他方、辻氏も、留学時代に日本の原宿カルチャーに興味を持った経緯がある。
「原宿カルチャーが大好きでした。青文字系のファッション雑誌『Zipper』が私のバイブルだったんですけど、海外にいたので売ってないじゃないですか。なのでわざわざ取り寄せてまで読んでました(笑)。特にZipperのモデルだったAMOさんの独特なパンクとガーリーを兼ね合わせたファッションスタイルに影響を受けましたね」
自らのスタンスや思想を大事にしている
片石氏の起業のきっかけは、新卒で入ったスマホゲーム会社で働いている時に立ち上げたインスタグラム(インスタ)のアカウント「古着女子」だった。自分の好きな「古着」をテーマに女性の古着コーデを発信したところ、「古着好きな人」に刺さるような独特の世界観がウケ、わずか10か月でフォロワー数20万人超に成長。

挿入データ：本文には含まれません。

Issue #1612, opened 2024-05-09
[BUG] js_of_ocaml is excessively memory hungry


JasonGross:
**Describe the bug**

`js_of_ocaml` is very cool!  I use it on CI to generate a webpage.  However, I cannot use it on the new GitHub Actions arm64 MacOS boxes, which have only 7 GB of RAM, because it sometimes eats 8--9 GB RAM to generate a single .js file.  For example [here is a table of build times and memory usages on linux](https://github.com/mit-plv/fiat-crypto/actions/runs/8790991439/job/24130114864):
```
     Time |   Peak Mem | File Name                                         
---------------------------------------------------------------------------
15m11.31s | 8904232 ko | Total Time / Peak Mem                             
---------------------------------------------------------------------------
 4m46.85s | 8808932 ko | ExtractionJsOfOCaml/bedrock2_fiat_crypto.js       
 4m37.20s | 7151532 ko | ExtractionJsOfOCaml/fiat_crypto.js                
 4m30.42s | 8904232 ko | ExtractionJsOfOCaml/with_bedrock2_fiat_crypto.js  
 0m25.80s | 3195952 ko | ExtractionJsOfOCaml/with_bedrock2_fiat_crypto.byte
 0m25.32s | 3193600 ko | ExtractionJsOfOCaml/bedrock2_fiat_crypto.byte     
 0m24.60s | 2814364 ko | ExtractionJsOfOCaml/fiat_crypto.byte              
 0m00.38s |  102780 ko | ExtractionJsOfOCaml/bedrock2_fiat_crypto.cmi      
 0m00.37s |   98468 ko | ExtractionJsOfOCaml/fiat_crypto.cmi               
 0m00.37s |  102360 ko | ExtractionJsOfOCaml/with_bedrock2_fiat_crypto.cmi 
```
It is similar on [mac](https://github.com/mit-plv/fiat-crypto/actions/runs/8790991430/job/24124235290#step:21:27), and a bit better on [debian sid](https://github.com/mit-plv/fiat-crypto/actions/runs/8790991433/job/24124235827#step:24:27).

I [invoke it with](https://github.com/mit-plv/fiat-crypto/blob/c5008e7450bb462f3ad9f0735e45ec751c9d266a/Makefile.standalone#L27-L30) `--source-map --no-inline --enable=effects` and invoke the compiler with ` -package js_of_ocaml -package unix -w -20 -g`

[...]

PR #1681, opened 2024-09-23
Improved global deadcode elimination

vouillon:
We now take into account of whether an instruction is in a live function or not when generating constraints, so that dead code can no longer result in making a variable live.

We also keep track of nested module.

The performance of the algorithm has been greatly improved as well.

On the `basic_website` example of Tyxml, compiled with `--opt 3`, I get the following reduction in code size:
|     | before | after | |
| ---  | ---: | ---: |  --- |
| uncompressed | 139304 | 125168 | -10% |
| gzip | 47980 | 41367 | -14% |
| bzip2 | 45298 | 38885 | -14% |

Here are the numbers regarding #1612, when compiling `with_bedrock2_fiat_crypto.byte`. For comparison, I have included an intermediate step which just optimizes the current algorithm.
| |before | optimized | after |
| -- | --: | --: | --: |
| duration (s) | 48 | 4.9 | 9.8 |
| peak memory (GiB) | 4 | 2.8 | 2.8 |

### DIFF
--- a/compiler/lib/generate.ml
+++ b/compiler/lib/generate.ml
@@ -1031,10 +1031,32 @@ let throw_statement ctx cx k loc =
         , loc )
       ]
 
+let remove_unused_tail_args ctx exact trampolined args =
+  if exact && not trampolined
+  then
+    let has_unused_tail_args =
+      List.fold_left
+        ~f:(fun _ x -> Var.equal x ctx.Ctx.deadcode_sentinal)
+        ~init:false
+        args
+    in
+    if has_unused_tail_args
+    then
+      List.fold_right
+        ~f:(fun x args ->
+          match args with
+          | [] when Var.equal x ctx.Ctx.deadcode_sentinal -> []
+          | _ -> x :: args)
+        ~init:[]
+        args
+    else args
+  else args
+
 let rec translate_expr ctx queue loc x e level : _ * J.statement_list =
   match e with
   | Apply { f; args; exact } ->
       let trampolined = Var.Set.mem x ctx.Ctx.trampolined_calls in
+      let args = remove_unused_tail_args ctx exact trampolined args in
       let args, prop, queue =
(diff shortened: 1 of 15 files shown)


hhugo:
You need to check the effect on https://github.com/ocsigen/js_of_ocaml/issues/1612

hhugo:
> Regarding #1612, when compiling `with_bedrock2_fiat_crypto.byte` the analysis takes 40s with this PR. It takes 48s with `master`. But there is an intermediate step in this PR with an improved solver which reduces the duration of the initial analysis to 15s.

What about memory peak ?

vouillon:
I fixed a memory / speed issue. The numbers are pretty good now.

hhugo:
Cc @jasongross

compiler/lib/generate.ml
```diff
@@ -1124,8 +1124,7 @@ let rec translate_expr ctx queue loc x e level : _ * J.statement_list =
   | Special (Alias_prim name) ->
       let prim = Share.get_prim (runtime_fun ctx) name ctx.Ctx.share in
       (prim, const_p, queue), []
-  | Special Undefined ->
-      (J.(EVar (ident (Utf8_string.of_string_exn "undefined"))), const_p, queue), []
+  | Special Undefined -> (zero, const_p, queue), []
```
hhugo, line 1127: Maybe rename the Undefined constructor.

hhugo:
I didn't really reviewed https://github.com/ocsigen/js_of_ocaml/pull/1681/commits/df605821096b6f4a357b50c23834c3cc3edc2374 . The rest looks good. Happy to merge.

compiler/lib/generate.ml
vouillon: I have now just removed `Special Undefined` and use the integer constant `0` from the start.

「自分含めてアパレル経験者はあまりいませんでしたが、『なぜかわからないけど、古着や洋服がピュアに好き』という熱い想いを持ってこれまでやってきたからこそ、『古着女子』のコミュニティやプロデュースするD2Cブランドに、同じ想いや価値観を持ったユーザーが多く集まり、大きくなっていったと思います」(片石氏)
辻氏も、Z世代やミレニアル世代の女性をターゲットに、4マス(ラジオ、テレビ、新聞、雑誌)に依存しないSNSを活用したプロモーションに強みを持っている。さらに「社会派クリエイティブ」を掲げ、社会の不均衡さに対する自らの想いやスタンスをSNSで発信し、同世代からの共感を生み出している。
「大手の広告代理店だとSNS禁止の所もあるなか、うちはベンチャーなので、私個人の思想や心情をSNSで発信し、自分のスタンスを明確にしています。同世代の女性が感じる等身大な想いに寄り添い、日本のジェンダーギャップという課題に対して、少しでも若者の声を聞いてもらう土壌を作れるよう意識しています」
自らの世界観を全面に出すことで顧客と“共犯関係”を築く。そこからブランドやサービスに対するファンの熱量が高まり、大きなムーブメントを起こす原動力となるわけだ。